=== Assignment ===
Reproduce, exactly as they appear, the line containing "This prevents the" and every line after it, ending with the last line of the records.

=== Data supplied ===
PR #2470, opened 2025-02-13
Set transform-origin in center of rotating caret

### LINKED ISSUE #2478: File viewer caret rotation/alignment
Probably don't want to do this if it requires a bunch of weirdness, but at least look into and if possible implement. Currently the carets aren't aligned properly.

Current
Image

Design
Image

jcoyne:
This prevents the rotation from messing with the row padding.

closes #2478

### DIFF
--- a/app/assets/stylesheets/file.css
+++ b/app/assets/stylesheets/file.css
@@ -121,6 +121,7 @@
   tr[aria-expanded="true"] > td:first-child::before,
   td[aria-expanded="true"]:first-child::before {
     transform: rotate(90deg);
+    transform-origin: center center;
   }
 
   .sul-embed-filename-cell,


jcoyne:
@dnoneill I believe so.

dnoneill (changes requested):
I know this is probably going to be a pain because you are going to have replicate it for the legacy viewer, this still doesn't look right. Right now we are rotating the right arrow down. I think rotating the down arrow up so that it a right arrow might be the fix for this. Right now it looks like this.

Screenshot 2025-02-13 at 3 13 47 PM

The figma has the arrows center on the folder icon.

jcoyne:
A contributing factor here is that this is the icon font, not the SVGs.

=== Worked solution ===
This prevents the rotation from messing with the row padding.

closes #2478

### DIFF
--- a/app/assets/stylesheets/file.css
+++ b/app/assets/stylesheets/file.css
@@ -121,6 +121,7 @@
   tr[aria-expanded="true"] > td:first-child::before,
   td[aria-expanded="true"]:first-child::before {
     transform: rotate(90deg);
+    transform-origin: center center;
   }
 
   .sul-embed-filename-cell,


jcoyne:
@dnoneill I believe so.

dnoneill (changes requested):
I know this is probably going to be a pain because you are going to have replicate it for the legacy viewer, this still doesn't look right. Right now we are rotating the right arrow down. I think rotating the down arrow up so that it a right arrow might be the fix for this. Right now it looks like this.

Screenshot 2025-02-13 at 3 13 47 PM

The figma has the arrows center on the folder icon.

jcoyne:
A contributing factor here is that this is the icon font, not the SVGs.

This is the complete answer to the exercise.